Functional outcome and quality of life in older patients (>55 years) undergoing ileal pouch–anal anastomosis (IPAA) for ulcerative colitis or familial adenomatous polyposis have been incompletely studied. Our aim was to update our understanding on how the age of the patient at the time of surgery influences functional outcome and quality of life after IPAA.
From January 1, 1981, to December 31, 2000, two thousand two patients who underwent IPAA were studied. Patients were grouped by age at operation: 45 years or younger (n = 1688), between 46 and 55 years (n = 249), and older than 55 years (n = 65). Mean age was 33.5 years. Postoperative complications, function, and quality of life were assessed with a questionnaire administered annually.

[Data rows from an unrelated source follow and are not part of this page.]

Issue #2029, opened 2021-12-07
Passwordless email flows


pradyuman:
### Preflight checklist

- [X] I could not find a solution in the existing issues, docs, nor discussions.
- [X] I agree to follow this project's [Code of Conduct](https://github.com/ory/kratos/blob/master/CODE_OF_CONDUCT.md).
- [X] I have read and am following this repository's [Contribution Guidelines](https://github.com/ory/kratos/blob/master/CONTRIBUTING.md).
- [ ] This issue affects my [Ory Cloud](https://www.ory.sh/) project.
- [ ] I have joined the [Ory Community Slack](https://slack.ory.sh).
- [ ] I am signed up to the [Ory Security Patch Newsletter](https://ory.us10.list-manage.com/subscribe?u=ffb1a878e4ec6c0ed312a3480&id=f605a41b53).

### Describe your problem

We'd like to fall back to email authentication in situations where users do not want to set up TOTP MFA.

### Describe your ideal solution

Ideal solution would be a code emailed to a user to avoid the issue described in https://github.com/ory/kratos/issues/1451.

### Workarounds or alternatives

As far as I can tell, there's no workaround.

### Version

0.8

aeneasr:
If I reset my password using the recovery flow, which sends an email to my inbox that contains a link to change the password, wouldn't that completely bypass the "multi" in multi-factor authentication?

pradyuman:
Calling this MFA was the wrong way to put it, but my goal is to:
1. Not rely on password authentication if they haven't set up TOTP to protect against accidental password leaks / brute forcing.
2. Ideally collect password during initial registration so it's not overly complicated to set up TOTP MFA in the future.

Since Ory doesn't have a passwordless authentication system today, my solution to #1 would be to require email verification on every login, but I'm open to other suggestions.

In an ideal world everyone would just use TOTP. Unfortunately, not everyone understands how that works so we can't require it.

pradyuman:
Calling this MFA was the wrong way to put it, but my goal is to not rely on password authentication if they haven't set up TOTP to protect against accidental password leaks / brute forcing.

Since Kratos doesn't have a passwordless authentication system today, my solution would be to require email verification on every login as part of the MFA system that was recently built, but I'm open to other suggestions.

In an ideal world everyone would just use TOTP. Unfortunately, not everyone understands how that works so we can't require it.

aeneasr:
[...]

PR #3378, opened 2023-07-12
feat: login & registration via code

Benehiko:
Implements Login and Registration via the code strategy.

## Related issue(s)

This feature adds passwordless email code login. When a user signs up, or signs in, a code is sent to their email address which they can use to complete the authentication process.

This feature is currently only working for browser facing APIs.

Closes https://github.com/ory/kratos/issues/2029
Closes https://github.com/ory-corp/cloud/issues/3573

## Checklist

      introduces a new feature.
- [ ] I am following the
      the changes.
      works.


selfservice/strategy/code/strategy.go
```diff
@@ -82,14 +118,319 @@ func NewStrategy(deps strategyDependencies) *Strategy {
...
+
+func (c *CodeStateManager) RegisterVerifyCodeState(fn ValidateCodeState) {
+	c.verifyCodeState = fn
+}
+
+func (c *CodeStateManager) RegisterAlreadyValidatedCodeState(fn AlreadyValidatedCodeState) {
+	c.alreadyValidatedCodeState = fn
+}
+
+func (c *CodeStateManager) validatePayload(ctx context.Context) error {
```
Benehiko, line 357: helper to validate the initial request sent to the code method.

selfservice/strategy/code/strategy.go
```diff
@@ -82,14 +118,319 @@ func NewStrategy(deps strategyDependencies) *Strategy {
...
+		if len(c.payload.Email) == 0 {
+			return errors.WithStack(schema.NewRequiredError("#/email", "email"))
+		}
+	default:
+		return errors.New("received unexpected flow type")
+	}
+	return nil
+}
+
+func (c *CodeStateManager) Run(ctx context.Context) error {
```
Benehiko, line 377: function to help run the code method logic.

works with login and registration. can also be adopted in recovery and verification.

selfservice/strategy/code/strategy_verification.go
```diff
@@ -38,35 +38,7 @@ func (s *Strategy) RegisterAdminVerificationRoutes(admin *x.RouterAdmin) {
...
-		node.NewInputField("method", s.VerificationStrategyID(), node.CodeGroup, node.InputAttributeTypeSubmit).
-			WithMetaLabel(text.NewInfoNodeLabelSubmit()),
-	)
-
-	f.UI.Nodes = nodes
-	if f.Type == flow.TypeBrowser {
-		f.UI.SetCSRF(s.deps.GenerateCSRFToken(r))
-	}
-	return nil
+	return s.PopulateMethod(r, f)
```
Benehiko, line 41: all the logic is contained inside a common function now.

selfservice/strategy/code/code_registration.go
```diff
@@ -0,0 +1,94 @@
...
+	"context"
+	"database/sql"
+	"time"
+
+	"github.com/gofrs/uuid"
+
+	"github.com/ory/kratos/identity"
+)
+
+type RegistrationCode struct {
```
aeneasr, line 16: Swagger model?

.schema/openapi/patches/selfservice.yaml
```diff
@@ -25,6 +25,12 @@
       password: "#/components/schemas/updateRegistrationFlowWithPasswordMethod"
       oidc: "#/components/schemas/updateRegistrationFlowWithOidcMethod"
       webauthn: "#/components/schemas/updateRegistrationFlowWithWebAuthnMethod"
+- op: add
+  path: /components/schemas/RegistrationFlowState/enum
+  value:
+    - choose_method
+    - sent_email
+    - passed_challenge
```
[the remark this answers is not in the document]
aeneasr: Makes sense - question is though how this new state parameter changes existing login and registration flow behavior? Is it simply unset for them?

driver/registry_default_login.go
```diff
@@ -34,6 +34,10 @@ func (m *RegistryDefault) PostLoginHooks(ctx context.Context, credentialsType id
 		}
 	}
 
+	if credentialsType == identity.CredentialsTypeCodeAuth && m.Config().SelfServiceCodeStrategy(ctx).LoginEnabled {
+		b = append(b, m.HookCodeAddressVerifier())
+	}
```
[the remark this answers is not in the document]
aeneasr: 👍

driver/registry_default_registration.go
```diff
@@ -28,6 +28,11 @@ func (m *RegistryDefault) PostRegistrationPostPersistHooks(ctx context.Context,
 		initialHookCount = 1
 	}
 
+	if credentialsType == identity.CredentialsTypeCodeAuth && m.Config().SelfServiceCodeStrategy(ctx).RegistrationEnabled {
+		b = append(b, m.HookCodeAddressVerifier())
+		initialHookCount += 1
+	}
```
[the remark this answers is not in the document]
aeneasr: 👍

embedx/config.schema.json
```diff
@@ -1441,6 +1293,16 @@
...
+                "login_enabled": {
+                  "type": "boolean",
+                  "title": "Enables Login with Code Method",
+                  "default": false
+                },
+                "registration_enabled": {
+                  "type": "boolean",
+                  "title": "Enables Registration with Code Method",
+                  "default": false
+                },
```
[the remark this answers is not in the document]
aeneasr: Ah, I will also leave a comment about this. I'm not sure whether we should favor simplicity or flexibility here. @kmherrmann thoughts? My gut says - if in doubt leave it out. If we get a customer that needs exactly this we know how to build it?

identity/credentials.go
```diff
@@ -154,6 +166,12 @@ type Credentials struct {
 	// Identifiers represents a list of unique identifiers this credential type matches.
 	Identifiers []string `json:"identifiers" db:"-"`
 
+	// IdentifierAddressType represents the type of the identifiers (e.g. email, phone).
+	// This is used to determine the correct courier to send messages to.
+	// The value is set by the code extension schema and is not persisted.
+	// only applicable on the login, registration with `code` method.
+	IdentifierAddressType CredentialsIdentifierAddressType `json:"-" db:"-"`
```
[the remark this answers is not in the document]
aeneasr: Make it private then maybe and potentially expose it as a function?

Since this is essentially a cache, how can we make sure that the places that needs this always have it (and if not know how to look it up?)

identity/extension_credentials.go
```diff
@@ -40,19 +41,41 @@ func (r *SchemaExtensionCredentials) setIdentifier(ct CredentialsType, value int
...
+	if s.Credentials.Code.Identifier {
+		switch f := stringsx.SwitchExact(s.Credentials.Code.Via); {
+		case f.AddCase(AddressTypeEmail):
+
+			if !jsonschema.Formats["email"](value) {
+				return ctx.Error("format", "%q is not a valid %q", value, s.Credentials.Code.Via)
+			}
+			r.setIdentifier(CredentialsTypeCodeAuth, value, CredentialsIdentifierAddressType(AddressTypeEmail))
+
+		case f.AddCase(AddressTypePhone):
```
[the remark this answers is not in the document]
aeneasr: comment it out in that case

selfservice/flow/login/sort.go
```diff
@@ -15,6 +15,7 @@ func sortNodes(ctx context.Context, n node.Nodes) error {
 			node.OpenIDConnectGroup,
 			node.DefaultGroup,
 			node.WebAuthnGroup,
+			node.CodeGroup,
```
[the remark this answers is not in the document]
aeneasr: yeah thats fine

selfservice/strategy/code/strategy_login.go
```diff
@@ -0,0 +1,258 @@
...
+	}
+
+	codeManager := NewCodeStateManager(f, &CodeStateManagerPayload{
+		Identifier: p.Identifier,
+		Resend:     p.Resend,
+		Code:       p.Code,
+	})
+
+	codeManager.RegisterCreateCodeState(func(ctx context.Context, p *CodeStateManagerPayload) error {
+		s.deps.Logger().
```
aeneasr, line 139: Emit a trace instead :)

selfservice/strategy/code/strategy_login.go
```diff
@@ -0,0 +1,258 @@
...
+		return nil, nil, errors.WithStack(schema.NewNoCodeAuthnCredentials())
+	} else if cred.IdentifierAddressType == "" {
+		return nil, nil, errors.WithStack(schema.NewRequiredError("#/code", "via"))
+	}
+
+	return i, cred, nil
+}
+
+func (s *Strategy) Login(w http.ResponseWriter, r *http.Request, f *login.Flow, identityID uuid.UUID) (i *identity.Identity, err error) {
+	if err := flow.MethodEnabledAndAllowedFromRequest(r, f.GetFlowName(), s.ID().String(), s.deps); err != nil {
```
aeneasr, line 110: Add tracing?

selfservice/strategy/code/strategy_login.go
```diff
@@ -0,0 +1,258 @@
...
+			http.Redirect(w, r, f.AppendTo(s.deps.Config().SelfServiceFlowLoginUI(ctx)).String(), http.StatusSeeOther)
+		}
+
+		// we return an error to the flow handler so that it does not continue execution of the hooks.
+		// we are not done with the login flow yet. The user needs to verify the code and then we need to persist the identity.
+		return errors.WithStack(flow.ErrCompletedByStrategy)
+	})
+
+	codeManager.RegisterVerifyCodeState(func(ctx context.Context, p *CodeStateManagerPayload) error {
+		s.deps.Logger().
```
aeneasr, line 207: Add tracing?

selfservice/strategy/code/strategy_registration.go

Follow-up for patients older than 55 years was a mean ± SD of 8.1 ± 4.8 years. Overall, follow-up was a mean of 10.1 ± 5.7 years. The pouch failure rate for patients older than 55 years was 1.6% at 10 years. No statistically significant difference in pouch failure between age groups was observed. Overall, frequent daytime and nighttime incontinence, respectively, occurred in 5.6% and 13.3% of the patients at 10 years. Incontinence was more common in older patients (P = .002 at 3 years). Quality of life as assessed by social activities, work, travel, sexual activity, family relationships, and sports and recreation was not significantly different among age groups. Most patients felt that their condition had improved or that they had no restrictions after IPAA.
Postoperative complications after surgery seem to be unrelated to age at the time of surgery. Although incontinence may occur more frequently in older patients, IPAA does not adversely affect quality of life in patients older than 55 years.